I need to be able to do unaligned memory accesses to memory in
big-endian or little-endian mode. For portability, I'd like to do it
in pure C, but I'd like the compiler to generate optimal sequences for
the operations. Most CPUs that I know of even have special
instructions designed to speed up part or all of these operations.
So I'm looking for ways of writing these to-be-inlined elemental
functions in C that gcc will recognize as such, while still working
correctly, if more slowly, for other compilers.
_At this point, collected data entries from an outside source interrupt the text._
Issue #371, opened 2022-11-19
MobileScannerController.start() could use better error handling


navaronbracke:
The API for `MobileScannerController.start()` has some issues with usability.

1) Having to specify a separate function for `onPermissionSet` feels weird (not to mention its return type is a `dynamic Function(bool)` instead of `void Function(bool)`)
2) If start() throws an error, there is no robust way to determine what kind of error it is. We just get a `MobileScannerException` with a string message. If the message changes, our code might break.

I propose the following:
- deprecate the `onPermissionSet` argument on the controller
- add a new enum called `MobileScannerErrorCode` with enum values for the permission denied error & generic error
- replace the error message in `MobileScannerException` with an error code of the above enum

I'd be happy to implement this change if you want, its pretty small imo.

navaronbracke:
FYI: I have a PR in the works, I'll hopefully get it out tomorrow.

PR #373, opened 2022-11-20
fix: Fix start error handling

navaronbracke:
This PR updates the error handling for the `MobileScanner.start()` function.

It also updates some pieces of the public API and fixes several bugs.

See the updated changelog for an overview.

Fixes: #371


example/lib/main.dart
```diff
@@ -51,17 +50,6 @@ class MyHome extends StatelessWidget {
               child:
                   const Text('MobileScanner with Controller (returning image)'),
             ),
-            ElevatedButton(
```
navaronbracke, line 54: This one is no longer relevant, since the controller is now required.

lib/mobile_scanner.dart
```diff
@@ -2,11 +2,13 @@ library mobile_scanner;
 
 export 'src/enums/camera_facing.dart';
 export 'src/enums/detection_speed.dart';
+export 'src/enums/mobile_scanner_error_code.dart';
```
navaronbracke, line 5: I exported these so that users can handle errors properly. Previously the `MobileScannerException` was not exported.

lib/src/mobile_scanner.dart
```diff
@@ -1,52 +1,43 @@
+import 'dart:async';
+
 import 'package:flutter/foundation.dart';
 import 'package:flutter/material.dart';
 import 'package:mobile_scanner/src/mobile_scanner_controller.dart';
 import 'package:mobile_scanner/src/objects/barcode_capture.dart';
 import 'package:mobile_scanner/src/objects/mobile_scanner_arguments.dart';
 
-typedef MobileScannerCallback = void Function(BarcodeCapture barcodes);
```
navaronbracke, line 7: I removed these typedefs, since they add no value and the function can be inlined without formatting issues.

lib/src/mobile_scanner.dart
```diff
@@ -55,104 +46,94 @@ class MobileScanner extends StatefulWidget {
...
+            builder: (_, constraints) {
+              return SizedBox.fromSize(
+                size: constraints.biggest,
+                child: FittedBox(
+                  fit: widget.fit,
+                  child: SizedBox(
+                    width: value.size.width,
+                    height: value.size.height,
+                    child: kIsWeb
+                        ? HtmlElementView(viewType: value.webId!)
```
navaronbracke, line 121: Isn't using `HtmlElementView` / `Texture` directly unsafe? On the other hand, this plugin is not a federated plugin,
so there is no `MobileScannerPlatformInterface` / `mobile_scanner_android` `mobile_scanner_web` distinction.

Maybe you could do that in the future though. Then the platform interface has a method that creates a `Widget` which is one of the two depending on the platform.

package `video_player` does that too.

lib/src/mobile_scanner.dart
```diff
@@ -55,104 +46,94 @@ class MobileScanner extends StatefulWidget {
...
+              );
+            },
+          ),
+        );
       },
     );
   }
 
-  @override
-  void didUpdateWidget(covariant MobileScanner oldWidget) {
```
navaronbracke, line 135: This is no longer needed, since the controller cannot be null, and we use `widget.controller` directly.

lib/src/mobile_scanner.dart
juliansteenbakker: That would be a better approach, but for now i think it's working without problems.

lib/src/mobile_scanner.dart
```diff
@@ -1,52 +1,43 @@
...
-  /// Create a [MobileScanner] with a [controller], the [controller] must has been initialized.
+  /// Create a new [MobileScanner] using the provided [controller]
+  /// and [onBarcodeDetected] callback.
   const MobileScanner({
-    super.key,
-    required this.onDetect,
-    this.onStart,
-    this.controller,
-    this.autoResume = true,
+    required this.controller,
```
juliansteenbakker, line 35: I know that requiring a controller fixes some problems in the codebase, however i don't know if this is the right approach. For example, all Flutter widgets that have controller structure such as [PageView](https://api.flutter.dev/flutter/widgets/PageView-class.html) don't require a controller. So i would still rather want the controller to be optional. I understand that we would need a different error approach, but maybe we could rather implement a callback function which sends the error code back to the user instead of throwing an exception. What do you think about this?

lib/src/mobile_scanner.dart
```diff
@@ -1,52 +1,43 @@
...
+  /// Defaults to [BoxFit.cover].
+  final BoxFit fit;
 
-  /// Function that gets called when the scanner is started.
-  ///
-  /// [arguments] The start arguments of the scanner. This contains the size of
-  /// the scanner which can be used to draw a box over the scanner.
-  final MobileScannerArgumentsCallback? onStart;
+  /// The function that signals when new barcodes were detected by the [controller].
+  final void Function(BarcodeCapture barcodes) onBarcodeDetected;
```
juliansteenbakker, line 20: I think it's best to let it be `onDetect` since it are not necessarily barcodes but also QR codes and such which can be detected. I think it's better to change the class name of `BarcodeCapture` to something more generic than to rename this callback function.

juliansteenbakker (changes requested):
Thank you for your contribution! I think a lot of changes are good, but i still have a few concerns about the controller being required.

lib/src/mobile_scanner.dart
navaronbracke: I understand that you'd want the controller to be optional. I'll revert that change.

In terms of handling errors, I think that having to only use a `try/catch / catchError()` is a better public API
and it fits with the natural way of working with futures. Also callbacks _can_ get messy, so I'd rather avoid them.

lib/src/mobile_scanner.dart
navaronbracke: Good point, I'll revert this change.

navaronbracke: Done

lib/src/mobile_scanner.dart
navaronbracke: @juliansteenbakker I reverted the required controller, but I kept the error handling as is.

lib/src/mobile_scanner.dart
```diff
@@ -55,104 +47,136 @@ class MobileScanner extends StatefulWidget {
...
-        controller.dispose();
-        controller = widget.controller!;
+        _controller?.dispose();
+        _controller = widget.controller;
       }
     } else {
       if (widget.controller == null) {
-        controller =
-            MobileScannerController(onPermissionSet: widget.onPermissionSet);
+        _controller = MobileScannerController();
```
navaronbracke, line 135: @juliansteenbakker this controller is never started, is that intended?

navaronbracke:
@juliansteenbakker apparently, there is a bug in the example app where a controller is provided. I think it needs to rebuild when the permission is granted. (it also does not show anything when it is rejected) I'll get to fixing that.

Also, I see that when calling stop and the controller is already stopped, the platform code throws. Should we just ignore that case instead of throwing?

Lastly, I see that the example app uses a logging service, thats only in the example app, right?

navaronbracke:
@juliansteenbakker I'm going to split off the fixes unrelated to the error handling / permission bug into a separate PR, so that we can get those merged first.

After that I'll rebase this branch and hopefully we can fix the issue with permissions then.

juliansteenbakker:
>  I'm going to split off the fixes unrelated to the error handling / permission bug into a separate PR, so that we can get those merged first.

Sounds good to me!

navaronbracke:
I put those fixes in here https://github.com/juliansteenbakker/mobile_scanner/pull/375

juliansteenbakker:
Thanks for creating all these PR's. I don't have time this week anymore to check these, but i will check these first thing next week.

lib/src/mobile_scanner.dart
```diff
@@ -55,104 +52,109 @@ class MobileScanner extends StatefulWidget {
...
-                ),
-              ),
-            ),
-          );
+          return widget.placeholderBuilder?.call(context, child) ??
+              const ColoredBox(color: Colors.black);
         }
+
+        return ClipRect(
+          child: LayoutBuilder(
```
saibotma, line 131: Is the `LayoutBuilder` actually required? Why is using `MediaQuery` not sufficient anymore? I am asking because `LayoutBuilder` can't be used inside an `IntrinsicHeight` widget.

navaronbracke: You could use 

```
final Size size = MediaQuery.sizeOf(context);

final double screenWidth = size.width;
```
instead if you want.

The sole purpose of `LayoutBuilder` was to avoid using MediaQuery to get just the screen size.

Doing a regular `MediaQuery.of(context)` makes the widget rebuild if anything in `MediaQueryData` changes, i.e. `textScaleFactor`. Using the more specified methods on MediaQuery allows to use the correct aspect of the InheritedModel, therefor filtering rebuilds more efficiently.

See https://api.flutter.dev/flutter/widgets/InheritedModel-class.html

saibotma: Using `MediaQuery.sizeOf` sounds promising. Nevertheless, I actually don't understand why having it like this is not sufficient. Why is it actually necessary to wrap it in two `SizedBox`es and a `FittedBox`?

return ClipRect(
    child: kIsWeb
        ? HtmlElementView(viewType: value.webId!)
        : Texture(textureId: value.textureId!),
);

I've done my tests with 4.1.
For byteswapping, I only found an idiom for 16bits:
unsigned short swap_16(unsigned short v)
{
return (v>>8) | (v<<8);
}
gives (i386, -O9 -fomit-frame-pointer):
movl 4(%esp), %eax
rolw $8, %ax
movzwl %ax, %eax
ret
which is excellent (the movzwl may be extra, but it probably goes away
inside a larger routine).
For 32bits though, the nearest equivalent is only halfway there:
unsigned int swap_32(unsigned int v)
{
v = ((v & 0x00ff00ffU) << 8) | ((v & 0xff00ff00U) >> 8);
v = ((v & 0x0000ffffU) << 16) | ((v & 0xffff0000U) >> 16);
return v;
}
movl 4(%esp), %edx
movl %edx, %eax
andl $16711935, %eax
sall $8, %eax
andl $-16711936, %edx
shrl $8, %edx
orl %edx, %eax
roll $16, %eax
ret
The roll is nice, but it's a tad verbose for what should be a simple
bswap.
The obvious mask-and-shift version:
unsigned int swap_32(unsigned int v)
{
return
((v & 0x000000ffU) << 24) |
((v & 0x0000ff00U) << 8) |
((v & 0x00ff0000U) >> 8) |
((v & 0xff000000U) >> 24);
}
is catastrophic:
movl 4(%esp), %ecx
movl %ecx, %eax
sall $24, %eax
movl %ecx, %edx
andl $65280, %edx
sall $8, %edx
orl %edx, %eax
movl %ecx, %edx
andl $16711680, %edx
shrl $8, %edx
shrl $24, %ecx
orl %ecx, %edx
orl %edx, %eax
ret
Also, I wasn't able to find any way to do host-endian independant,
fixed-endian unaligned memory accesses. For instance:
unsigned short read_16_le(const unsigned char *adr)
{
return adr[0] | (adr[1] << 8);
}
unsigned short read_16_be(const unsigned char *adr)
{
return (adr[0] << 8) | adr[1];
}
gives:
read_16_le:
movl 4(%esp), %edx
movzbw (%edx), %ax
movzbl 1(%edx), %edx
sall $8, %edx
orl %edx, %eax
movzwl %ax, %eax
ret
read_16_be:
movl 4(%esp), %eax
movzbl (%eax), %edx
sall $8, %edx
movzbw 1(%eax), %ax
orl %edx, %eax
movzwl %ax, %eax
ret
which for a processor that does fast unligned accesses in hardware is
catastrophic and register-expensive. The linux kernel uses
conversions to pointers to packed structures, but that's both
host-endian-dependant and gcc-dependant, which is annoying.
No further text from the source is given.